# General Business Category > Entrepreneurship and Business Management Forum >  Security requirements

## IanF

Here is my story for today.
I went to drop off a job at a customer today and was asked for my drivers licence to scan before they would let me in.
I refused just pure gut instinct and phoned the contact and asked them to come and collect the parcel at security which they did.
Before we just used to sign in and get the contact to sign the slip. I also saw then they scan your car licence as well.
Maybe I overreacted.
What do you guys think?

My tentative plan for the future is just use a courier for this delivery and save some travel time and petrol which is used to pay the courier.

Of course I may just be paranoid and worried about "big brother"

 :Confused:

----------


## Houses4Rent

Me thinks anybody who believes that one cannot be tracked is mistaken. I am sure your cell phone gives your moves away.
However, I agree that giving out that personal info is risky.

----------


## AndyD

I might show them my driving license at my discretion if they needed ID but I wouldn't let them scan it. They can write down my ID number if they want but I wouldn't let them scan my ID book either.

----------


## IanF

It was a case of if they can't scan you can't enter the premises. I wonder how long this will last as I am sure I won't be the only one to refuse.
I would love someone to do this to the MD and say they would rather meet in a nearby Coffee Shop than have everything scanned. 
Then they are a large international company how will they handle foreign licences?

----------


## HR Solutions

This happens in Jhb quite often.  Scanning basically is a way of recording your details, so whether you give them your id or have it scanned is really the same thing.

----------


## IanF

> This happens in Jhb quite often.  Scanning basically is a way of recording your details, so whether you give them your id or have it scanned is really the same thing.


HR This is the first time it has happened to me. When I give my ID number to security guards I am always dyslexic  :Roll Eyes (Sarcastic): 
Who will be held accountable if the security company uses this information in a scam?

----------


## HR Solutions

> HR This is the first time it has happened to me. When I give my ID number to security guards I am always dyslexic 
> Who will be held accountable if the security company uses this information in a scam?

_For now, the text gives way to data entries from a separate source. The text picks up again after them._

PR #8045, opened 2021-12-22
Allow sightings to be pushed upstream

RichieB2B:
The MISP event distribution level is decreased from 2 -> 1 -> 0 at each remote MISP server the event is passed on to:

4: Sharing group
3: All communities
2: Connected communities
1: This community
0: Your organisation only

Sightings however travel in both directions: upstream and downstream. Since 8830696c4db4a97bd6a7ea6a8f2a55cf0e018882 sightings are no longer pushed upstream. This patch makes that possible again.

The `push_sightings` flag for sync servers determines where to push sightings to. Only allowing sightings to be pushed to a remote server when the event distribution is set to "All communities" or "Connected communities" makes no sense.

Limiting sightings for "Sharing group" events to servers in the sharing group does make sense. This code is untouched.


iglocska:
Nice catch, thanks a lot!

PR #8055, opened 2021-12-24
fix: Fix typo and unify variable name with other.

### LINKED ISSUE #7929: Return uuid on duplicate object error.
Hello,

When pushing an object that already exist, this error is returned:
```
Something went wrong (403): {'saved': False, 'name': 'Could not add Object', 'message': 'Could not add Object', 'url': '/objects/add', 'errors': 'Object could not be saved.\nvalue: Duplicate object found (id: 80206). Since breakOnDuplicate is set the object will not be added.'}
```

Would it be possible to return an uuid instead of an id? (or maybe both)

The method in question to seems to be this one:
https://github.com/MISP/MISP/blob/1e930903b27c802df093787ee5674ca33a84340b/app/Model/MispObject.php#L362

nyx0:
This PR fixes a typo introduced in ed9ab9d7c2d6ca7792700151c2e442d09c8d67fd, I took the opportunity to rename the variable to something close to it's sibling (`$duplicatedObjectID`).

However even with this fix, it does not fix #7929, the object's UUID is not displayed as showed below.

```
pymisp/api.py(561)add_object()
    560         params = {'breakOnDuplicate': True} if break_on_duplicate else {}
    561         r = self._prepare_request('POST', f'objects/add/{event_id}', data=misp_object, kw_params=params)
--> 562         new_object = self._check_json_response(r)

> print(r.content)
b'{"saved":false,"name":"Could not add Object","message":"Could not add Object","url":"/objects/add","errors":"Object could not be saved.\\nvalue: Duplicate object found (id: 120025, uuid: ). Since breakOnDuplicate is set the object will not be added."}'
```

### DIFF
--- a/app/Model/MispObject.php
+++ b/app/Model/MispObject.php
@@ -359,7 +359,7 @@ class MispObject extends AppModel
         }
     }
 
-    public function checkForDuplicateObjects($object, $eventId, &$duplicatedObjectID, &$duplicateObjectUuid)
+    public function checkForDuplicateObjects($object, $eventId, &$duplicatedObjectID, &$duplicatedObjectUUID)
     {
         $newObjectAttributes = array();
         if (isset($object['Object']['Attribute'])) {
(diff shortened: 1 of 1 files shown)


nyx0:
@iglocska Do you think you could take a look at this? thank you :)

JakubOnderka:
Thanks for contribution, with small changes merged as https://github.com/MISP/MISP/pull/8348

Issue #8064, opened 2021-12-29
Bug: unable to start worker of type 'supervisord_status'


K0nfucius:
### Expected behavior

I'm using MISP (v2.4.152) with supervisord. I expect one or more running workers of type 'supervisord_status'.

### Actual behavior

I cannot see any running 'supervisord_status' workers at '/servers/serverSettings/workers'. Instead there is a red box 'worker is not running!'. When I click the box 'Start a worker' I get an error message 'An Internal Error Has Occurred.`

All other worker types are running without any problems, supervisord.service is running without problems. 

### Steps to reproduce

1. start your misp host and configured supervisord.service.

### Version

2.4.152

### Operating System

openSUSE Leap

### Operating System version

15.2

### PHP version

7.4.2

### Relevant log output

```shell
2021-12-29 18:28:46 Error: [InvalidArgumentException] Invalid background job queue supervisord_status, must be one of: [default, email, cache, prio, update]
Request URL: /servers/startWorker/supervisord_status
Stack Trace:
#0 /services/inst/misp/app/Lib/Tools/BackgroundJobsTool.php(373): BackgroundJobsTool->validateQueue()
#1 /services/inst/misp/app/Controller/ServersController.php(1269): BackgroundJobsTool->startWorkerByQueue()
#2 [internal function]: ServersController->startWorker()
#3 /services/inst/misp/app/Lib/cakephp/lib/Cake/Controller/Controller.php(499): ReflectionMethod->invokeArgs()
#4 /services/inst/misp/app/Lib/cakephp/lib/Cake/Routing/Dispatcher.php(193): Controller->invokeAction()
#5 /services/inst/misp/app/Lib/cakephp/lib/Cake/Routing/Dispatcher.php(167): Dispatcher->_invoke()
#6 /services/inst/misp/app/webroot/index.php(99): Dispatcher->dispatch()
#7 {main}
```

### Code of Conduct

- [X] I agree to follow this project's Code of Conduct

righel:
Hello @K0nfucius ,
Thanks for reporting, `supervisord_status` is not a valid worker, the bug is showing it there in the UI, so it should not affect the usage of the tool.
Let me know if you have any other issues with the workers.
 
I created a PR to fix this problem: https://github.com/MISP/MISP/pull/8067

PR #8067, opened 2021-12-30
fix: supervisord_status showing as a worker when its not

righel:
#### What does it do?
removes `supervisord_status` worker entry from workers diagnostics page as it's a auxiliary key to evaluate the status of `supervisord` and not a valid worker queue.

Fixes issue #8064

#### Questions


iglocska:
Thanks a lot!

PR #8092, opened 2022-01-13
LinOTP minor fixes

andurin:
#### What does it do?

1. Improved error handling/logging if SSL/TLS socket could not be established.
2. Added a link to login.ctp to visit the LinOTP Selfservice portal (if LinOTP is enabled).
3. Make LinOTP config via web-ui + cli interface.

#### Questions

- [ ] Does it require a DB change? - NO
- [x] Are you using it in production? - Yes
- [ ] Does it require a change in the API (PyMISP for example)? - NO

### DIFF
--- a/app/Model/Server.php
+++ b/app/Model/Server.php
@@ -1388,6 +1388,7 @@ class Server extends AppModel
             'misc' => 'Security',
             'Security' => 'Security',
             'Session' => 'Security',
+            'LinOTPAuth' => 'Security',
             'SimpleBackgroundJobs' => 'SimpleBackgroundJobs'
         );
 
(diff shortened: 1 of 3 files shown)


3c7:
Great additions!

app/Model/Server.php
```diff
@@ -7135,6 +7136,37 @@ private function generateServerSettings()
                 'type' => 'boolean',
                 'null' => true
             ),
+            'LinOTPAuth' => array(
+                'branch' => 1,
+                'baseUrl' => array(
+                    'level' => 2,
+                    'description' => __('The default LinOTP URL.'),
+                    'value' => 'https://linotp',
```
adulau: Can this be abused if a default value without domain name is controlled by an attacker locally? Just wondering if it's better to keep it empty by default

andurin: What would you think about:

`'value' => 'https://<your-linotp-baseUrl>',` ?

andurin:
Question to the Devs - does this failed build has relevance to this change? Guess not...
https://github.com/MISP/MISP/runs/4837101554?check_suite_focus=true#step:25:271

app/Model/Server.php
adulau: Perfect thanks!

adulau:
Thank you very much!

Issue #8108, opened 2022-01-21
Bug: Download as STIX1 XML invalid XML when you have a space in your org name


kara-1234:
### Expected behavior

Ian you are right - I also have a serious syslexic  :Wink:  moment when I fill in cell numbers etc...... Interesting - I wonder who would be responsible if your id is copied and used in a scam............ come to think of it now .......... a lot of the complexes etc actually scan your drivers disc that is on your car more than your drivers licence ...... suppose that is better.

Ive just thought about it in the sense that real robbers would not want their id to be scanned, therefore you are safer because they wont come in.

----------